Jim Battle wrote:
bfranchuk at jetnet.ab.ca wrote:
blstuart at
bellsouth.net wrote:
Any good
leads as am still looking for a small boot strapable
langauge here. Tiny C will not work
as my instruction set does NOT have register to register
operations. I plan to have a wopping
48Kb system as that was BIG memory 1975 ish.
The two that immediately jump to mind are forth and lisp.
BLS
Off hand I have not seen many small LISP's around other than the one
for the PDP-1. I think there was one for the 6800 once, but LISP
tends to
need lots of memory space. I could do Forth but it would be slow as I
have
no auto-incriment registers and wound need to use memory variables.
More like NEXT: ISZ FPC; LD IX I FPC, JMP I IX+0
Ben you have said these three things in this thread:
(1) "Any good leads as am still looking for a small boot strapable
langauge here."
(2) "Tiny C will not work as my instruction set does NOT have register
to register operations."
(3) "I could do Forth but it would be slow as I have no auto-incriment
registers and wound need to use memory variables."

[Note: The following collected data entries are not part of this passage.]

PR #1917, opened 2026-09-10
Upgrade tblite software stack to latest releases

aradi:
- tblite v0.7.0
- dftd4 v4.2.0
- mctc v0.5.2
- mstore v0.3.0
- multicharge v0.5.0
- s-dftd3 v1.6.0
- toml-f v0.5.2

Currently, mctc v0.5.2 is not standard conforming (due to a `sleep()` routine), which does not exist in Fortran. (See https://github.com/grimme-lab/mctc-lib/pull/134)

### DIFF
--- a/src/dftbp/extlibs/tblite.F90
+++ b/src/dftbp/extlibs/tblite.F90
@@ -440,17 +440,22 @@ contains
     !> Parametrisation data
     type(xtb_calculator), intent(out) :: calc
 
+    type(error_type), allocatable :: exc
+
     select case(method)
     case default
       call error("Unknown method selector")
     case(tbliteMethod%gfn2xtb)
-      call new_gfn2_calculator(calc, mol)
+      call new_gfn2_calculator(calc, mol, exc)
+      if (allocated(exc)) call error("Failed to initialize gfn2 calculator")
     case(tbliteMethod%gfn1xtb)
-      call new_gfn1_calculator(calc, mol)
+      call new_gfn1_calculator(calc, mol, exc)
+      if (allocated(exc)) call error("Failed to initialize gfn2 calculator")
     case(tbliteMethod%ipea1xtb)
-      call new_ipea1_calculator(calc, mol)
+      call new_ipea1_calculator(calc, mol, exc)
+      if (allocated(exc)) call error("Failed to initialize gfn2 calculator")
     end select
-
+    
   end subroutine getCalculator
 #:endif
 
--- a/CMakeLists.txt
+++ b/CMakeLists.txt
@@ -250,14 +250,14 @@ endif()
 
 if(WITH_TBLITE OR WITH_SDFTD3)
   set(MCTC_LIB_GIT_REPOSITORY "https://github.com/grimme-lab/mctc-lib.git")
-  set(MCTC_LIB_GIT_TAG "87a46cdf5281ad75909083c4f72354d54abdf95d")  # do not change manually!
+  set(MCTC_LIB_GIT_TAG "e9de066d89f250d1cfb6de3a33f0c27c0e2f855d")  # do not change manually!
   dftbp_config_hybrid_dependency(mctc-lib mctc-lib::mctc-lib "${HYBRID_CONFIG_METHODS}" "QUIET"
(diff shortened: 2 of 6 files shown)


src/dftbp/extlibs/tblite.F90
```diff
@@ -440,17 +440,22 @@ subroutine getCalculator(method, mol, calc)
...
 
+    type(error_type), allocatable :: exc
+
     select case(method)
     case default
       call error("Unknown method selector")
     case(tbliteMethod%gfn2xtb)
-      call new_gfn2_calculator(calc, mol)
+      call new_gfn2_calculator(calc, mol, exc)
+      if (allocated(exc)) call error("Failed to initialize gfn2 calculator")
```
awvwgk, line 452:
```suggestion
      if (allocated(exc)) call error("Failed to initialize gfn2 calculator: "//exc%message)
```

src/dftbp/extlibs/tblite.F90
```diff
@@ -440,17 +440,22 @@ subroutine getCalculator(method, mol, calc)
...
     case(tbliteMethod%gfn1xtb)
-      call new_gfn1_calculator(calc, mol)
+      call new_gfn1_calculator(calc, mol, exc)
+      if (allocated(exc)) call error("Failed to initialize gfn2 calculator")
```
awvwgk, line 455:
```suggestion
      if (allocated(exc)) call error("Failed to initialize gfn2 calculator: "//exc%message)
```

src/dftbp/extlibs/tblite.F90
```diff
@@ -440,17 +440,22 @@ subroutine getCalculator(method, mol, calc)
...
     case(tbliteMethod%ipea1xtb)
-      call new_ipea1_calculator(calc, mol)
+      call new_ipea1_calculator(calc, mol, exc)
+      if (allocated(exc)) call error("Failed to initialize gfn2 calculator")
```
awvwgk, line 458:
```suggestion
      if (allocated(exc)) call error("Failed to initialize gfn2 calculator: "//exc%message)
```

src/dftbp/extlibs/tblite.F90
```diff
@@ -440,17 +440,22 @@ subroutine getCalculator(method, mol, calc)
...
     end select
-
+
```
awvwgk, line 460:
```suggestion

```

awvwgk (commented):
An allocated `error_type` will always have the message field set. It is best to propagate this to the user.

aradi:
I've fixed d-orbital order, but still have problems with the 3 periodic tests, which differ considerably with current tblite. A quick attempt to calculate them with the xtb command line tool seems to deliver differing total energy values from our stored references as well as the value which I obtain witin DFTB+ with tblite v0.7. (@awvwgk any insights here?)

awvwgk:
Yes we changed a couple of things for periodic calculations in tblite:

1. D3 and D4 now use a smooth taper function at the cutoff radius, enabled by default
2. Klopman-Ohno ist now done in the Wigner-Seitz cell only instead of the tapered Coulomb variant Ewald sum, since this introduced artifacts
3. Missing contributions in the stress tensor of the multipole Ewald sum were added

We might revise 2 for the full Klopman-Ohno Ewald sum in the future as well rather than using the tapered version. We also have an PME for the dispersion which we might make available for tblite, but probably not by default since it is a little more expensive than the tapered real space summation.

aradi:
OK, thanks, so tests should recalculated I guess. I would like to be sure, though, that everything is fine at our side. Is there any explanation, why xtb gives different results as dftb+/tblite(v0.7)? Does xtb use a different periodic model as tblite?

aradi:
(And, is there any way to reproduce old results with the current version of tblite? I find it somewhat problematic, if rerunning an older DFTB+ input results in different total energies without the possibility to obtain a previous result.)

awvwgk:
The native implementation of the xTB methods for PBCs in xtb is incomplete, if used with tblite make sure that xtb is actually using tblite 0.7 and not an earlier version (note that the last xtb release 6.7.1 only works with 0.5).

Regarding reproducibility, I agree for the tapering function in 1 you can explicitly opt out. For the tapered Ewald sum in 2, we can reintroduce it if desired for reproducibility, but for 3 we fixed an actual bug in the multipole Ewald sum, so previous results were not correct.

PR #1920, opened 2026-09-18
Project lattice steps onto FixAngles, FixLengths, and Isotropic

### LINKED ISSUE #1870: GeometryOptimization fix angles broken
**Describe the bug**

Keyword can be set, but has no effect.

**To Reproduce**

Standard GeometryOptimization block with FixAngles = Yes 

**Expected behaviour**

Original geometry lattice vector orientation retained during geometry optimization.

**Additional context**

Makes driver almost unusable for various crystalline structures.

shaneraphel:
Closes #1870

`GeometryOptimization` already reads `FixAngles`, `FixLengths`, and `Isotropic` into the cartesian lattice filter. `transformDerivative` then zeros some Cartesian stress entries and forms `lat_grad = matmul(sigma, inv_lat)`, after which `transformStructure` adds the full 3×3 lattice displacement. The keywords therefore do not constrain the lattice-vector trajectory: a sheared trial step still changes cell angles.

This applies the same allowed modes on both the lattice gradient and the structure step. `FixAngles` keeps each lattice vector parallel to itself, `FixLengths` removes that parallel part, and `Isotropic` keeps a single common scale. Skipping `LatticeOpt`, or handling only one keyword, would not keep that identity.

Measured on DFTB+ `4a1c70b` with a 3×3 lattice and a sheared displacement:

| path | angle delta (deg) |
| --- | --- |
| unconstrained | −0.937, +2.017, −5.434 |
| `FixAngles` | 0, 0, 0 |
| `Isotropic` | 0, 0, 0 |


src/dftbp/geoopt/filter.F90
```diff
@@ -214,10 +218,51 @@ subroutine transformDerivative(this, coord0, latVec, gradient, stress, deriv)
...
 
 
+  !> Project a lattice increment onto FixAngles / FixLengths / Isotropic.
+  subroutine project_lattice_mode(fixAngles, fixLength, isotropic, latVec, mode)
+
+    logical, intent(in) :: fixAngles
+    logical, intent(in) :: fixLength(3)
+    logical, intent(in) :: isotropic
+    real(dp), intent(in) :: latVec(:, :)
+    real(dp), intent(inout) :: mode(:, :)
```
bhourahine, line 245: Please comment interface variables, as per the doxygen style used in other routines, particularly for variables like mode where the name is a) relatively unique to this routine and b) the name does not clearly indicate what the variable is for/does.

bhourahine (commented):
Thank you for this PR, please add your details to the AUTHORS.rst file.
The regression test for the fixed angle rational functional optimizer fails with your modification, apparently with a change in the cell volume just larger than the tolerance. Does this count as a consequence of a bug fix or is it a regression?

shaneraphel (commented):
Thanks for the review. The follow-up commit adds the doxygen comments (file convention, `!>` above each dummy) and the AUTHORS.rst entry.

On Si_6_rf: I read this as a consequence of the bug fix, not a regression:

- The test runs with FixAngles=Yes, and #1870 reported that keyword had no effect, with lattice orientations drifting. The old reference was therefore generated with drifting angles.
- With this PR the final lattice keeps the input angles exactly (120/90/90, to 4e-10 in geo_end.gen) — the behaviour #1870 asked for.
- The only tag that moves is cell_volume (+2.99e-05 against the 1e-6 tagdiff tolerance); forces, stress, energy, coords and charges all still match, worst 3.5e-07. Only this test fails (512/513 gcc, 457/458 intel); the openmpi leg runs a different 178-test subset without it.

So the optimizer now converges on the properly constrained manifold to a slightly different volume. I left the reference tag untouched — happy to update `_autotest.tag` to the new volume if you want that, or leave it for you to regenerate (note gcc-Debug and intel-RelWithDebInfo may produce slightly different volumes, so one updated value would need CI to confirm both legs).

AUTHORS.rst
```diff
@@ -94,4 +94,6 @@ contributed to DFTB+ :
 
 * Bo Thomsen (Japan Atomic Energy Agency, Japan)
 
+* Shan Yu
```
bhourahine, line 97: Do you have an affiliation you want to use for this?

shaneraphel:
I have no employer.thanks for review,i am honored to accept it.

PR #124, opened 2017-01-20
house number handling

antoine-de:
filter to handle house numbers

we either want:
* to exactly match the document house_number
* or that the document has no house_number

we were also matching the zip code in this, so it was not working

geocoding tester fails:
before 938
after 817


antoine-de:
I corrected the tests and added a way not to clean the test docker

`DONT_KILL_THE_WHALE=1 cargo test`
will leave the docker alive

after you can do
`BRAGI_ES=http://localhost:9242 ./target/debug/bragi`

 to get a bragi on the tests data

you will need to docker stop/rm mimirsbrun_test before the next tests

PR #127, opened 2017-01-30
Continuous deployment configuration

antoine-de:
here is the fist draft to use a jenkinsfile for mimirsbrunn

we'll need to rewrite all the jenkinsfile with the [declarative pipleline](https://github.com/jenkinsci/pipeline-model-definition-plugin) :scream:  ([here is the first attempt at this](http://jenkins.ci.canaltp.fr/job/test_mimir_declarative/)), but this can come in a second time


libs/docker_wrapper/src/lib.rs
```diff
@@ -38,27 +38,34 @@ use std::error::Error;
...
             return Err(format!("`docker run` failed {}", &status).into());
         }
 
+        // we need to get the ip of the container if the container has been run on another machine
+        let container_ip_cmd = try!(Command::new("docker")
+            .args(&["inspect", "--format={{.NetworkSettings.IPAddress}}", "mimirsbrunn_tests"])
+            .output());
+
+        let container_ip =
+            std::str::from_utf8(container_ip_cmd.stdout.as_slice())?.replace("\n", "");
```
TeXitoi:
```rust
std::str::from_utf8(container_ip_cmd.stdout.as_slice())?.trim();
```

PR #130, opened 2017-01-31
pt_dataset filter added

azime:


libs/bragi/src/query.rs
```diff
@@ -210,8 +240,11 @@ fn query(q: &str,
 
     let mut client = build_rs_client(&cnx.to_string());
 
+    let stops_index = make_stops_index(pt_dataset);
+    let indexes = make_indexes(&stops_index, &mut client);
```
antoine-de: wouldn't it be better if we don't get any pt_dataset to query on `munin` and else query on `stops_{dataset},munin_street_network` ?

libs/mimir/src/rubber.rs
```diff
@@ -166,6 +166,7 @@ impl Rubber {
                          dataset: &str,
                          index: String)
                          -> Result<(), String> {
+        let v = vec!["addr", "street", "poi", "admin", "way"];
```
antoine-de: hum, not convinced by this, wouldn't it be better to use a `is_street_network` trait trait in the mimir's type (a bit like the `doc_type`) ?

tests/bragi_stops_test.rs
```diff
@@ -106,3 +117,31 @@ fn stop_no_admin_test(bragi: &BragiHandler) {
     let admins = stop.get("administrative_regions").and_then(|a| a.as_array());
     assert_eq!(admins.map(|a| a.len()).unwrap_or(0), 0);
 }
+
+fn stop_filtred_by_dataset_test(bragi: &BragiHandler) {
```
pbougue: filt`e`red

tests/bragi_stops_test.rs
```diff
@@ -106,3 +117,31 @@ fn stop_no_admin_test(bragi: &BragiHandler) {
...
+    // All stops
```
antoine-de: can you add a bit of comment explaining more this ?

like there are 2 datasets imported, so we should be able to query stops from both datasets

tests/stops2mimir_test.rs
```diff
@@ -31,15 +31,15 @@
 extern crate serde_json;
 extern crate mimir;
 
-/// Simple call to a BANO load into ES base
+/// Simple call to a stops2mimir load into ES base
 /// Checks that we are able to find one object (a specific address)
 pub fn stops2mimir_sample_test(es_wrapper: ::ElasticSearchWrapper) {
-    let osm2mimir = concat!(env!("OUT_DIR"), "/../../../stops2mimir");
-    ::launch_and_assert(osm2mimir,
+    let stops2mimir = concat!(env!("OUT_DIR"), "/../../../stops2mimir");
```
antoine-de: :+1:

libs/bragi/src/query.rs
pbougue: might not be so long-term, as we will have proprietary stops... at least we will have to provide a "open" call (and the "full access" is optional to me)

libs/mimir/src/rubber.rs
```diff
@@ -175,7 +176,14 @@ impl Rubber {
         let type_index = get_main_type_index(doc_type);
         try!(self.alias(&type_index, &vec![dataset_index.clone()], &last_indexes));
 
-        try!(self.alias("munin", &vec![type_index.to_string()], &vec![]));
+        if v.contains(&doc_type) {
+            try!(self.alias("munin_street_network",
```
pbougue: Not fan of the name, I'd rather use `geo_data` (or open_geo_data) but street_network is redundant with fallback computing and confusing to me. (also not fan of an index on that, as we might have extra private geo_data for poi... even if it's not the goal)

tests/bragi_stops_test.rs
azime: OK

libs/bragi/src/query.rs
azime: @antoine-de OK

libs/bragi/src/query.rs
```diff
@@ -229,6 +262,7 @@ fn query(q: &str,
 }
 
 pub fn autocomplete(q: &str,
+                    pt_dataset: &str,
```
azime: OK

tests/bragi_stops_test.rs
azime: ok

libs/mimir/src/rubber.rs
azime: replace  street_network by geo_data

libs/bragi/src/query.rs
```diff
@@ -198,7 +198,37 @@ fn build_query(q: &str,
...
+            let mut result: Vec<&str> = vec![];
+            if is_existing_index(client, &dataset) {
+                result.push(dataset);
+            }
+            if is_existing_index(client, &"munin_geo_data".to_string()) {
+                result.push("munin_geo_data");
+            }
+            result
+        }
+        _ => vec!["munin"],
```
pbougue: more secure to call on "munin_geo_data" here as full_access may only be usefull for debug, and we don't want to do that by mistake for any lambda user

antoine-de: By thinking a bit more about it, I think you're right since with a default without stops we'll be able to deploy it to prod directly.

But if we do this we'll need a way to get all the stops for debug (a `_all_stops=true` param ?)

azime: _all_data=true

libs/bragi/src/query.rs
```diff
@@ -198,7 +198,40 @@ fn build_query(q: &str,
         .build()
 }
 
+fn is_existing_index(client: &mut rs_es::Client, index: &String) -> bool {
+    match client.open_index(index) {
```
antoine-de: since the log is not very important (I think we'll see the indexes we search on in the logs), you can rewrite this:
`client.open_index(index).is_ok()`

src/bin/bano2mimir.rs
```diff
@@ -129,7 +129,7 @@ fn index_bano<I>(cnx_string: &str, dataset: &str, files: I)
             Ok(nb) => info!("importing {:?}: {} addresses added.", &f, nb),
         }
     }
-    rubber.publish_index(doc_type, dataset, addr_index).unwrap();
+    rubber.publish_index(doc_type, dataset, addr_index, true).unwrap();
```
antoine-de: Hum In this I think it would be clearer to:
* not declare `let doc_type = "addr";` but use `Address::doc_type()`
* use `address::is_geo_data()`

src/bin/osm2mimir.rs
```diff
@@ -113,12 +113,12 @@ fn main() {
...
         if args.flag_import_way {
             info!("importing streets into Mimir");
-            let nb_streets = rubber.index("way", &args.flag_dataset, streets.into_iter())
+            let nb_streets = rubber.index(&args.flag_dataset, streets.into_iter())
                 .unwrap();
             info!("Nb of indexed street: {}", nb_streets);
         }
     }
-    let nb_admins = rubber.index("admin", &args.flag_dataset, admins.iter())
+    let nb_admins = rubber.index(&args.flag_dataset, admins.iter())
```
antoine-de: :+1:

libs/bragi/src/api.rs
```diff
@@ -147,6 +149,9 @@ impl ApiEndPoint {
                 let cnx = self.es_cnx_string.clone();
                 endpoint.handle(move |client, params| {
                     let q = params.find("q").and_then(|val| val.as_str()).unwrap_or("").to_string();
+                    let pt_dataset = params.find("pt_dataset")
+                        .and_then(|val| val.as_str());
+                    let all_data = params.find("_all_data").and_then(|val| val.as_bool());
```
antoine-de: I think it would be better to use a `bool` instead of a Option<bool>, just init it to false

libs/bragi/src/api.rs
```diff
@@ -224,8 +240,14 @@ impl ApiEndPoint {
                             lat: lat.unwrap(),
                         })
                     });
-                    let model_autocomplete =
-                        query::autocomplete(&q, offset, limit, coord, &cnx, None);
+                    let model_autocomplete = query::autocomplete(&q,
+                                                                 &pt_dataset,
+                                                                 &all_data,
```
antoine-de: I don't think you need to pass it as a ref

libs/bragi/src/query.rs
```diff
@@ -198,7 +198,40 @@ fn build_query(q: &str,
...
+        Ok(_) => true,
+        Err(_) => {
+            debug!("{} index not found", index);
+            false
+        }
+    }
+}
+
+fn make_indexes<'a>(all_data: &Option<bool>,
+                    pt_dataset_index: &'a String,
```
antoine-de: don't you want an Option<&'a String> here ?

libs/bragi/src/api.rs
TeXitoi: +1

libs/bragi/src/query.rs
azime: ok

libs/bragi/src/query.rs
TeXitoi: you never want a `&String`, you always want a `&str` instead

src/bin/bano2mimir.rs
azime: ok

libs/bragi/src/api.rs
azime: ok

libs/mimir/src/objects.in.rs
```diff
@@ -110,6 +110,10 @@ pub trait DocType {
     fn doc_type() -> &'static str; // provides the elasticsearch type name
 }
 
+pub trait IsGeoData {
+    fn is_geo_data() -> bool;
+}
```
TeXitoi: Maybe something like that is better?

```rust
pub trait MimirObject: serde::Serialize {
    fn doc_type() -> &'static str;
    fn is_geo_data() -> bool;
    fn es_id(&self) -> Option<String>;
}
```

libs/bragi/src/query.rs
azime: ok

libs/bragi/src/query.rs
```diff
@@ -199,39 +199,36 @@ fn build_query(q: &str,
...
     if is_existing_index(client, &"munin_geo_data".to_string()) {
         result.push("munin_geo_data");
     }
-    return result;
+    match *pt_dataset_index {
+        Some(ref dataset) => {
+            if is_existing_index(client, dataset) {
+                result.push(dataset);
+            }
+            result
```
antoine-de: hum I think it would be better for this return to be outside the match

libs/mimir/src/objects.in.rs
azime: OK

libs/bragi/src/query.rs
azime: ok

libs/bragi/src/query.rs
```diff
@@ -87,9 +88,9 @@ fn build_query(q: &str,
     // we order the type of object we want
     // Note: the addresses are boosted more because even if we don't want them first
     // because they are more severely filtered
-    let boost_addr = rs_q::build_term("_type", "addr").with_boost(5000).build();
-    let boost_admin = rs_q::build_term("_type", "admin").with_boost(3000).build();
-    let boost_stop = rs_q::build_term("_type", "stop").with_boost(2000).build();
+    let boost_addr = rs_q::build_term("_type", Addr::doc_type()).with_boost(5000).build();
```
antoine-de: :+1:

PR #131, opened 2017-02-01
add admin to stop label

antoine-de:
change stops label, add it's city in the label

`chatelet (Paris)`

like it is done for the other objects

also fill the postcode


tests/bragi_stops_test.rs
```diff
@@ -84,7 +84,6 @@ fn stop_attached_to_admin_test(bragi: &BragiHandler) {
     assert_eq!(get_value(stop, "id"), "stop_area:SA:second_station");
     assert_eq!(get_value(stop, "citycode"), "77487");
     assert_eq!(get_value(stop, "postcode"), "77000");
-    assert!(false);
```
azime: :+1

What is your goal? If you don't care to have any existing code base
to draw upon, then you should be able to make up a language that
*does* fit your weird-ass architecture, whatever it is. If you do
hope to have some semi-standard HLL language so you can then run
existing code, it sounds like you are off to a bad start if you can
target neither a pared down C nor Forth.
I am still trying to figure out my word length here again. I can do 18
bits with CPLD's
or 20 bits with 2901's now you got me thinking of the overhead of
modern logic.
The architecture is the classic PDP 8 style design but with full alu ops
Add,sub,and,or,xor,ld,st.
Immediate (#) instructions have been added so I have use JZ,JNZ rather
than skips.
I still think a tiny but full bootstrap[1] language could fit in 16 Kb
of memory as well as
a limited assembler for the bootstrap language [2].
I don't see why the lack of register to register
ops would prevent
implementing a tiny C. There is nothing in the language that would
demand it.
The two compilers I have seen require some register to register moves,
that my logic design does
not permit. In order to keep the instruction set simple as well as not
having the room to decode more
operations, register to register operations had to be limited to from a
index reg to the AC, rather than
the general format.
Some of the Tiny-BASICs published in Dr. Dobbs early
on were two level
interpreters, kind of a specialized byte code. They would define some
artificial machine code that was easy to implement on an 8b micro, and
then wrote the Tiny BASIC in the artificial machine code. It made the
interpreter slower, but it saved bytes and made it possible to move
the tiny basic to another uP by rewriting just the artificial machine
code interpreter. The Apple II ROMs had the SWEET-16 interpreter
built in.
This is still too tiny ... I am looking for a semi -practical language
and all modern stuff is ment
for 24+bit addressing.
1) Structures and arrays must be definable. Only + - & | ^ and == <= >=
!= need to be alu operations.
n *n n[i] n[i].foo need be variable types.
2) No symbols permited, only numeric labels. _oooo or $oooo where o is
a octal digit.
This way a simple index look up can find a symbol value.